Las protagonizan dos cubanos residentes en España. Son absolutamente reales, aunque omita los nombres de sus protagonistas.

La primera llegó aquí hace poco más de un mes gracias a la llamada Ley de nietos, que le permitió obtener la ciudadanía española y viajar a España, donde piensa pasar largas temporadas, aunque no radicarse de manera definitiva. Quiere vivir a caballo entre La Habana y Barcelona, como quien tiene dos novias en países distantes.

Precisamente hablando de cuestiones relativas a su instalación aquí, le pregunté cómo le iba con la documentación.

“No he podido hacer nada”, me dijo, “porque si me saco el DNI (documento nacional de identidad) me pueden citar para las elecciones y yo no voy a perder un domingo en esa bobería”, me dijo.

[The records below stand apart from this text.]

PR #352, opened 2024-02-28
Add zoom-in and zoom-out functionality

Awesomeplayer165:
zoomIn and zoomOut functionality with `control +` and `control -` for zooming into and out of the field.
Currently, zoomIn shortcut is not working yet.

### DIFF
--- a/index.html
+++ b/index.html
@@ -1,4 +1,4 @@
-<!DOCTYPE html>
+<!doctype html>
 <html lang="en">
   <head>
     <meta charset="UTF-8" />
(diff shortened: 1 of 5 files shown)


calcmogul:
Turns out you have to use the names of the unmodified/unshifted keys in the shortcut, hence `ctrl+=` instead of `ctrl-+` with `splitKey` set to `+`.

Awesomeplayer165:
oh right, i overthought that!

calcmogul (approved):

PR #384, opened 2024-03-05
fix all trajectories being stale on first load of a file

shueja:


src/document/HolonomicPathStore.ts
```diff
@@ -707,6 +706,8 @@ export const HolonomicPathStore = types
           marker.command.fromSavedCommand(saved.command);
           this.addEventMarker(marker);
         });
+        self.setIsTrajectoryStale(savedPath.isTrajectoryStale ?? false);
+        // this needs to be last or populating other parts of the path will set it to false
```
calcmogul, line 710: Comments should go above the code they're referencing.

calcmogul (changes requested):

calcmogul (approved):

Issue #36, opened 2022-12-29
Add commandline interface


calcmogul:
In the spirit of one-click builds, I'd like the build task of a freshly cloned robot project to noninteractively generate trajectories and output them to the deploy folder for GradleRIO to deploy. A noninteractive commandline mode would facilitate this.

This makes tweaking waypoints before a match via the project JSON or via the UI less error-prone, because it ensures the generated outputs during a deploy are up to date.

PR #391, opened 2024-03-09
Basic CLI Interface

NerdyPi:
This is based off of issue #36 and branch `feature/cli-generate`, though it is not a complete implementation of what I imagine would be a more ideal final solution. Currently, this change just adds the ability to open a project file from the command line, and specify if all trajectories should be immediately generated and deployed upon startup. 

In my opinion, the generation feature would probably be better if it bypassed the GUI entirely. However, since all parsing of project configuration is done in the frontend, doing so would require either: A) duplicating this functionality in the rust backend and calling it only through the CLI option, or, B) refactoring the frontend to allow for the rust backend to handle all relevant parts of the Choreo project state.


calcmogul:
You can run `npm run fmtJs` to fix the format issues.

calcmogul:
How does one actually use these CLI arguments? I can't figure it out locally.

El segundo es cubano que lleva aquí algún tiempo. Salió el tema de las elecciones, le pregunté si ya había decidido su voto: “¿Pa’ qué voy a votar, Ferrer, si aquí todos los políticos son unos ladrones? Nunca voy a votar, porque la política es una mierda”.

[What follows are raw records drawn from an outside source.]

Issue #401, opened 2024-03-19
Opening Git Shared Chor file causes all Traj Event Markers to be set to []


changsolomon8:
This might be a product of attempting to use Choreo in the context of a git repository with multiple individual computers changing paths (and then just checking in a **subset of Traj** files).

Currently, with our set up, if you open our shared .chor file, it immediately touches N different trajectory files and clears out the eventmakers to be [].  This causes headaches because we then have to manually stash the changes and only check in a subset of the Traj files that we want to change.  We intentionally do not want to regenerate some Trajectories.  

Is there a better way/recommended way to use .chor files in git repository? Or is the recommendation to just regenerate all the Trajectories on each commit type of workflow?

shueja:
Seems like there's two issues here:
1. Trajectories all export upon opening the file, when this is not desired
2. When exporting trajectories upon opening the file, the event marker array is empty when there are properly-generated event markers that should be there.
Is the second an accurate description of what you experience?

changsolomon8:
Yes, the second is an accurate description here. 

I also replied a little to Adam, but regarding automatically exporting upon opening file: 

> Yeah I’m not advocating for footgunning other teams. Just trying to understand if there something we can do here to make this easier to use.  I suspect that if we don't fix this we will end up shooting ourselves in the food because we accidently deploy eventmarkers as [].

shueja:
Fixed in v2024.2.2

PR #404, opened 2024-03-22
Add new schema to save generated target of event marker

shueja:
Also fix logic for stale trajectory marker.

Related to #401, should fix the event markers being zeroed out since we no longer rely on isTrajectoryStale to deserialize them.

### DIFF
--- a/src/document/HolonomicPathStore.ts
+++ b/src/document/HolonomicPathStore.ts
@@ -800,15 +800,17 @@ export const HolonomicPathStore = types
         () => {
           // Reaction needs the return value to change,
           // so we can't just access the values and do nothing with them
-          // does not need toJS to do a deep check on this, since it's just a boolean
-          return {waypoints: toJS(self.waypoints),
-          constraints: toJS(self.constraints),
-        guessing: self.usesControlIntervalGuessing,
-        obstacles: toJS(self.obstacles)
-      };
+          
+          return {
+            waypoints: toJS(self.waypoints),
+            constraints: toJS(self.constraints),
+            // does not need toJS to do a deep check on this, since it's just a boolean
+            guessing: self.usesControlIntervalGuessing,
+            obstacles: toJS(self.obstacles)
+          };
         },
         (value) => {
-            self.setIsTrajectoryStale(true);
+          self.setIsTrajectoryStale(true);
         }
       );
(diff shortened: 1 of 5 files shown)


src/document/HolonomicPathStore.ts
```diff
@@ -807,17 +798,19 @@ export const HolonomicPathStore = types
...
-          return true;
+          // Reaction needs the return value to change,
+          // so we can't just access the values and do nothing with them
+          
+          return {
+            waypoints: toJS(self.waypoints),
+            constraints: toJS(self.constraints),
+            // does not need toJS to do a deep check on this, since it's just a boolean
+            guessing: self.usesControlIntervalGuessing,
+            obstacles: toJS(self.obstacles)
```
Awesomeplayer165, line 810: should this be a type?

src/document/previousSpecs/v0_3_1.ts
```diff
@@ -0,0 +1,103 @@
...
+
+export const SAVE_FILE_VERSION = "v0.3.1";
+export interface SavedWaypoint {
+  x: number;
+  y: number;
+  heading: number;
+  isInitialGuess: boolean;
+  translationConstrained: boolean;
+  headingConstrained: boolean;
+  controlIntervalCount: number; // positive-integer>
```
Awesomeplayer165, line 13: make comments more uniform
```suggestion
  controlIntervalCount: number; // positive-integer
```

src/document/previousSpecs/v0_3_1.ts
```diff
@@ -0,0 +1,103 @@
...
+}
+export type SavedGeneratedWaypoint = SavedWaypoint & {
+  timestamp: number;
+  isStopPoint: boolean;
+};
+export interface SavedTrajectorySample {
+  timestamp: number; //positive
```
Awesomeplayer165, line 20:
```suggestion
  timestamp: number; // positive
```

Awesomeplayer165 (changes requested):
looks good. keep going!

src/document/HolonomicPathStore.ts
shueja: No, it's not needed since this structure only exists in one spot.

Awesomeplayer165 (approved):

Ambos, sea dicho, son buenas personas. Gente inteligente –la primera es incluso autora de un par de libros notables en su especialidad- que abandonó la isla de los hermanos Castro y puede participar de la vida política de un país democrático, siquiera mediante el gesto tan elemental de depositar el voto en la urna para favorecer al partido que más se aviene con su ideología.

Pero rehúsan. A una le parece que la democracia es un trámite engorroso que te puede joder un domingo; el otro cree que vive en la cueva de Alí Babá.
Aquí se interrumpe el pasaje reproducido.